Where was Fitzgerald now? Was he skating with his fellow officers on the frozen Kabul River? Was he training his men, having them fire practice shots at distant targets outside the city? Whatever else Mariana's blond lieutenant was doing, he might also be waiting for her. After all, there were very few Englishwomen in Kabul, and all were married. Tainted by her history or not, she was all he could have.

“And now, Bibi, we must move there, so I can see to thread your eyebrows.” The servant girl nodded toward a string bed under one of the verandah windows.

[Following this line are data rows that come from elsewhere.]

Issue #327, opened 2025-06-12
Separating stochastic interpolation of missing data from the model


sunxd3:
Currently, missing data and "forward-sample"d stochastic variables will be sampled by the sampler of choice.

Ideally, they can be taken out of the regular sampling process and compute at once using the posterior samples.

This would need to modify `BUGSModel` to keep track of the identity of these variables:
At the moment, a node can be one of three types, `deterministic`, `observation`, or `model parameter`. We can create a `VariableType` enum and add the `generated_quantities` type, for instance.

PR #443, opened 2026-03-28
add VariableType enum

hardikxk:
A start for #327 
Only added the enum for identifying nodes in this commit. Next we can use the implementation so the samplers can optionally skip these nodes during MCMC for better performance.


sunxd3:
Hardik, thanks for the PR. This is genuinely useful and definitely on the right track.

The shape of the code changes looks right: classifying the variables, taking them out of log-density evaluation, updating `dimension`, etc. all look right. A minor thing to watch out for is not having this classification in the hot path.

The second half would be to make sure the generated quantities are sampled correctly and efficiently when assembling MCMC chains. There is also a user-communication problem — it's better if we have a function that samples these variables. Right now `gen_chains` is not built for this yet. The challenge there is how to not evaluate the whole graph.

I think delivering the whole feature will touch almost all the files, so let's do it in a step-by-step fashion. For instance, we can deal with the classification first, then move on to pruning them from inference, then do the forward sampling. The source-gen code will be touched at the end.

sunxd3:
Don't hesitate asking me to elaborate

hardikxk:
@sunxd3 I wanted to verify since the classification work is mostly done, for actually evaluating the GQs, I was thinking of making a new compile function alongside the existing log-density function where we could only compile `postprocess_stochastic` variables (and their ancestors nodes and all) and rest would end up as `nothing` for efficiency. I wanted to ask you how to go about this and whether my assumptions of this being a faster approach are valid.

Trying not to wince with pain as the girl pulled hair from one of her eyebrows with a twisted string, Mariana imagined Lady Macnaghten's face when she reappeared, newly beautified, at Shalimar. Of course there would be the difficulty of maintaining her carefully cultivated looks after they began to wear off, but who knew, perhaps Lady Macnaghten might lend her one of the quiet women from time to time.

The elderly maidservant who had brought the lunch trays puffed her way up the stairs. “Hassan Sahib has arrived,” she panted, gesturing for Mariana to get up. “He is coming upstairs any moment to meet with Mariam Bibi. He is only here for a short time.”

Mariana sat up, dislodging the girl's hands.
“Now?
But I cannot see Hassan now!”

Where was Safiya Sultana? Where was everyone else? Mariana looked about her for aid, but apart from the girl and the elderly maidservant, there was no one in the verandah but a very old lady who sat dozing against the wall. No sounds of conversation came from the sitting room.

“But my hair is covered in oil, and you have done only one of my eyebrows, and—”

“It is too late to worry about such things,” wheezed the old servant. “You must change your clothes and conceal your hair. Go, Akhtar,” she ordered the girl. “Bring fresh clothes for Mariam Bibi to wear. And find her another shawl. She cannot wear that yellow
jamawar.
She may get oil on it.”

She turned back to Mariana. “I will tie your hair into a knot at your neck. You can cover it with your veil.”

Clutching her new clothes, Mariana hurried to her own room. She pulled a brown shirt over her head, careful not to disturb the oily bun at the back of her neck, and tied on new brown trousers. After wrapping her veil over her head and shoulders as she had seen the ladies do, she emerged from her room.

Uncertain what to do next, she looked about her. Both servants pointed in unison to a small room near the stairway. Through its open doorway she could see a man's knee, and a hand resting on it.